BEGIN Provided entries
PR #44, opened 2020-11-11
Timestamp filter refactoring to fix time range filtering bugs in entity queries.

buchi-busireddy:
**Why this PR?**
This PR is fixing a bug in entity queries, which causes the query layer to error out when a query is asking for entity attributes that span across the EDS and QueryService data sources, in the case there is no data for that entity in QueryService.

**What's the fix?**
Currently, the query federation code that we have (see https://github.com/hypertrace/gateway-service/tree/main/gateway-service-impl/src/main/java/org/hypertrace/gateway/service/entity/query) doesn't treat the timestamp predicates in the query like other regular predicates. The timestamps are special cased and they're added to the upstream requests only when the query is being sent to a remote service. That's what caused the above mentioned bug.

This PR treats the timestamp predicates, just like any other predicates in the filter. However, the timestamps are first-class fields in the API and we don't want to remove them because they're mandatory in each entity query (at least in the current design). Hence, the timestamp filter is added to the query request in the request pre-processor so that all the query execution tree shouldn't special case timestamp. Code simplified in those layers and even the implementations of `IEntityFetcher` interface.

There is another existing tech debt (https://github.com/hypertrace/hypertrace/issues/119), which this PR isn't addressing yet. We current use the object received on the API (the proto class `EntitiesRequest`) throughout in the implementation code but we shouldn't. That will be a nice tech debt to cleanup when we get time.

### DIFF
--- a/gateway-service-impl/src/main/java/org/hypertrace/gateway/service/common/datafetcher/QueryServiceEntityFetcher.java
+++ b/gateway-service-impl/src/main/java/org/hypertrace/gateway/service/common/datafetcher/QueryServiceEntityFetcher.java
@@ -285,6 +285,11 @@ public class QueryServiceEntityFetcher implements IEntityFetcher {
       LOG.debug("Sending Query to Query Service ======== \n {}", queryRequest);
     }
 
+    try {
+      System.out.println("Actual: " + JsonFormat.printer().omittingInsignificantWhitespace().print(queryRequest));
+    } catch (InvalidProtocolBufferException e) {
+      e.printStackTrace();
+    }
     Iterator<ResultSetChunk> resultSetChunkIterator =
         queryServiceClient.executeQuery(queryRequest, requestContext.getHeaders(), requestTimeout);
 
--- a/gateway-service-impl/src/main/java/org/hypertrace/gateway/service/common/datafetcher/QueryServiceEntityFetcher.java
+++ b/gateway-service-impl/src/main/java/org/hypertrace/gateway/service/common/datafetcher/QueryServiceEntityFetcher.java
@@ -724,8 +724,7 @@ public class QueryServiceEntityFetcher implements IEntityFetcher {
   }
 
   /**
-   * - Adds the time range to the filter - Adds a non null filter on entity id - Converts it to the
-   * query service filter
+   * Converts the filter in the given request to the query service filter and adds a non null filter on entity id.
    */
   private Filter.Builder constructQueryServiceFilter(EntitiesRequest entitiesRequest, List<String> entityIdAttributes) {
     Filter.Builder filterBuilder = convertToQueryFilter(entitiesRequest.getFilter());
--- a/gateway-service-impl/src/main/java/org/hypertrace/gateway/service/common/datafetcher/QueryServiceEntityFetcher.java
+++ b/gateway-service-impl/src/main/java/org/hypertrace/gateway/service/common/datafetcher/QueryServiceEntityFetcher.java
@@ -1,6 +1,7 @@
 package org.hypertrace.gateway.service.common.datafetcher;
 
 import static org.hypertrace.gateway.service.common.converters.QueryAndGatewayDtoConverter.convertToQueryExpression;
+import static org.hypertrace.gateway.service.common.converters.QueryAndGatewayDtoConverter.convertToQueryFilter;
 
 import com.google.common.base.Preconditions;
 import java.time.Duration;
@@ -13,6 +14,9 @@ import java.util.Map;
 import java.util.concurrent.TimeUnit;
 import java.util.stream.Collectors;
 import java.util.stream.IntStream;
+
+import com.google.protobuf.InvalidProtocolBufferException;
+import com.google.protobuf.util.JsonFormat;
 import org.apache.commons.lang3.StringUtils;
 import org.hypertrace.core.attribute.service.v1.AttributeMetadata;
 import org.hypertrace.core.query.service.api.ColumnMetadata;
@@ -99,6 +103,11 @@ public class QueryServiceEntityFetcher implements IEntityFetcher {
       LOG.debug("Sending Query to Query Service ======== \n {}", queryRequest);
     }
 
+    try {
+      System.out.println("actual: " + JsonFormat.printer().omittingInsignificantWhitespace().print(queryRequest));
+    } catch (InvalidProtocolBufferException e) {
+      e.printStackTrace();
+    }
     Iterator<ResultSetChunk> resultSetChunkIterator =
         queryServiceClient.executeQuery(queryRequest, requestContext.getHeaders(),
             requestTimeout);
@@ -371,7 +380,7 @@ public class QueryServiceEntityFetcher implements IEntityFetcher {
             .map(Expression.Builder::build)
             .collect(Collectors.toList());
     Filter.Builder filterBuilder =
-        constructQueryServiceFilter(entitiesRequest, requestContext, entityIdAttributes);
+        constructQueryServiceFilter(entitiesRequest, entityIdAttributes);
 
     QueryRequest.Builder builder =
         QueryRequest.newBuilder()
@@ -704,7 +713,7 @@ public class QueryServiceEntityFetcher implements IEntityFetcher {
 
     Filter.Builder queryFilter =
         constructQueryServiceFilter(
-            timeAlignedEntitiesRequest, timeAlignedEntitiesRequestContext, idColumns);
+            timeAlignedEntitiesRequest, idColumns);
     builder.setFilter(queryFilter);
 
     // First group by the id columns.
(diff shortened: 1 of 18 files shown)


gateway-service-impl/src/main/java/org/hypertrace/gateway/service/common/transformer/RequestPreProcessor.java
```diff
@@ -109,10 +110,23 @@ public EntitiesRequest transform(
         transformFilter(attributeIdMappings, originalRequest.getFilter(), context);
     Filter filter = mergeFilters(filterToInject, transformedFilter);
 
+    // Convert the time range into a filter and set it on the request so that all downstream
```
buchi-busireddy, line 113: @tim-mwangi @aaron-steinfeld @avinashkolluru This is the change I think fixes the bug around entity filtering when time range is involved and also keeps the query execution tree code simpler. 
Wanted to get your inputs on this before I go deep down this approach.

gateway-service-impl/src/main/java/org/hypertrace/gateway/service/common/datafetcher/QueryServiceEntityFetcher.java
```diff
@@ -99,6 +103,11 @@ public EntityFetcherResponse getEntities(
       LOG.debug("Sending Query to Query Service ======== \n {}", queryRequest);
     }
 
+    try {
```
buchi-busireddy, line 106: was debugging with this. will remove later.

gateway-service-impl/src/main/java/org/hypertrace/gateway/service/common/transformer/RequestPreProcessor.java
aaron-steinfeld: I don't know what all goes on in the query execution tree as to why this is actually needed, but my concern would be that there are now two sources of truth WRT the time range. Code that needs to directly work with the time range (for example, the bucket alignment code, if that's still needed), would need to either read from the first class field, or add significant complexity to read from the filter tree.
END Provided entries
◆ Task requirements: Quote all of the entries verbatim.

◆ Result:
PR #44, opened 2020-11-11
Timestamp filter refactoring to fix time range filtering bugs in entity queries.

buchi-busireddy:
**Why this PR?**
This PR is fixing a bug in entity queries, which causes the query layer to error out when a query is asking for entity attributes that span across the EDS and QueryService data sources, in the case there is no data for that entity in QueryService.

**What's the fix?**
Currently, the query federation code that we have (see https://github.com/hypertrace/gateway-service/tree/main/gateway-service-impl/src/main/java/org/hypertrace/gateway/service/entity/query) doesn't treat the timestamp predicates in the query like other regular predicates. The timestamps are special cased and they're added to the upstream requests only when the query is being sent to a remote service. That's what caused the above mentioned bug.

This PR treats the timestamp predicates, just like any other predicates in the filter. However, the timestamps are first-class fields in the API and we don't want to remove them because they're mandatory in each entity query (at least in the current design). Hence, the timestamp filter is added to the query request in the request pre-processor so that all the query execution tree shouldn't special case timestamp. Code simplified in those layers and even the implementations of `IEntityFetcher` interface.

There is another existing tech debt (https://github.com/hypertrace/hypertrace/issues/119), which this PR isn't addressing yet. We current use the object received on the API (the proto class `EntitiesRequest`) throughout in the implementation code but we shouldn't. That will be a nice tech debt to cleanup when we get time.

### DIFF
--- a/gateway-service-impl/src/main/java/org/hypertrace/gateway/service/common/datafetcher/QueryServiceEntityFetcher.java
+++ b/gateway-service-impl/src/main/java/org/hypertrace/gateway/service/common/datafetcher/QueryServiceEntityFetcher.java
@@ -285,6 +285,11 @@ public class QueryServiceEntityFetcher implements IEntityFetcher {
       LOG.debug("Sending Query to Query Service ======== \n {}", queryRequest);
     }
 
+    try {
+      System.out.println("Actual: " + JsonFormat.printer().omittingInsignificantWhitespace().print(queryRequest));
+    } catch (InvalidProtocolBufferException e) {
+      e.printStackTrace();
+    }
     Iterator<ResultSetChunk> resultSetChunkIterator =
         queryServiceClient.executeQuery(queryRequest, requestContext.getHeaders(), requestTimeout);
 
--- a/gateway-service-impl/src/main/java/org/hypertrace/gateway/service/common/datafetcher/QueryServiceEntityFetcher.java
+++ b/gateway-service-impl/src/main/java/org/hypertrace/gateway/service/common/datafetcher/QueryServiceEntityFetcher.java
@@ -724,8 +724,7 @@ public class QueryServiceEntityFetcher implements IEntityFetcher {
   }
 
   /**
-   * - Adds the time range to the filter - Adds a non null filter on entity id - Converts it to the
-   * query service filter
+   * Converts the filter in the given request to the query service filter and adds a non null filter on entity id.
    */
   private Filter.Builder constructQueryServiceFilter(EntitiesRequest entitiesRequest, List<String> entityIdAttributes) {
     Filter.Builder filterBuilder = convertToQueryFilter(entitiesRequest.getFilter());
--- a/gateway-service-impl/src/main/java/org/hypertrace/gateway/service/common/datafetcher/QueryServiceEntityFetcher.java
+++ b/gateway-service-impl/src/main/java/org/hypertrace/gateway/service/common/datafetcher/QueryServiceEntityFetcher.java
@@ -1,6 +1,7 @@
 package org.hypertrace.gateway.service.common.datafetcher;
 
 import static org.hypertrace.gateway.service.common.converters.QueryAndGatewayDtoConverter.convertToQueryExpression;
+import static org.hypertrace.gateway.service.common.converters.QueryAndGatewayDtoConverter.convertToQueryFilter;
 
 import com.google.common.base.Preconditions;
 import java.time.Duration;
@@ -13,6 +14,9 @@ import java.util.Map;
 import java.util.concurrent.TimeUnit;
 import java.util.stream.Collectors;
 import java.util.stream.IntStream;
+
+import com.google.protobuf.InvalidProtocolBufferException;
+import com.google.protobuf.util.JsonFormat;
 import org.apache.commons.lang3.StringUtils;
 import org.hypertrace.core.attribute.service.v1.AttributeMetadata;
 import org.hypertrace.core.query.service.api.ColumnMetadata;
@@ -99,6 +103,11 @@ public class QueryServiceEntityFetcher implements IEntityFetcher {
       LOG.debug("Sending Query to Query Service ======== \n {}", queryRequest);
     }
 
+    try {
+      System.out.println("actual: " + JsonFormat.printer().omittingInsignificantWhitespace().print(queryRequest));
+    } catch (InvalidProtocolBufferException e) {
+      e.printStackTrace();
+    }
     Iterator<ResultSetChunk> resultSetChunkIterator =
         queryServiceClient.executeQuery(queryRequest, requestContext.getHeaders(),
             requestTimeout);
@@ -371,7 +380,7 @@ public class QueryServiceEntityFetcher implements IEntityFetcher {
             .map(Expression.Builder::build)
             .collect(Collectors.toList());
     Filter.Builder filterBuilder =
-        constructQueryServiceFilter(entitiesRequest, requestContext, entityIdAttributes);
+        constructQueryServiceFilter(entitiesRequest, entityIdAttributes);
 
     QueryRequest.Builder builder =
         QueryRequest.newBuilder()
@@ -704,7 +713,7 @@ public class QueryServiceEntityFetcher implements IEntityFetcher {
 
     Filter.Builder queryFilter =
         constructQueryServiceFilter(
-            timeAlignedEntitiesRequest, timeAlignedEntitiesRequestContext, idColumns);
+            timeAlignedEntitiesRequest, idColumns);
     builder.setFilter(queryFilter);
 
     // First group by the id columns.
(diff shortened: 1 of 18 files shown)


gateway-service-impl/src/main/java/org/hypertrace/gateway/service/common/transformer/RequestPreProcessor.java
```diff
@@ -109,10 +110,23 @@ public EntitiesRequest transform(
         transformFilter(attributeIdMappings, originalRequest.getFilter(), context);
     Filter filter = mergeFilters(filterToInject, transformedFilter);
 
+    // Convert the time range into a filter and set it on the request so that all downstream
```
buchi-busireddy, line 113: @tim-mwangi @aaron-steinfeld @avinashkolluru This is the change I think fixes the bug around entity filtering when time range is involved and also keeps the query execution tree code simpler. 
Wanted to get your inputs on this before I go deep down this approach.

gateway-service-impl/src/main/java/org/hypertrace/gateway/service/common/datafetcher/QueryServiceEntityFetcher.java
```diff
@@ -99,6 +103,11 @@ public EntityFetcherResponse getEntities(
       LOG.debug("Sending Query to Query Service ======== \n {}", queryRequest);
     }
 
+    try {
```
buchi-busireddy, line 106: was debugging with this. will remove later.

gateway-service-impl/src/main/java/org/hypertrace/gateway/service/common/transformer/RequestPreProcessor.java
aaron-steinfeld: I don't know what all goes on in the query execution tree as to why this is actually needed, but my concern would be that there are now two sources of truth WRT the time range. Code that needs to directly work with the time range (for example, the bucket alignment code, if that's still needed), would need to either read from the first class field, or add significant complexity to read from the filter tree.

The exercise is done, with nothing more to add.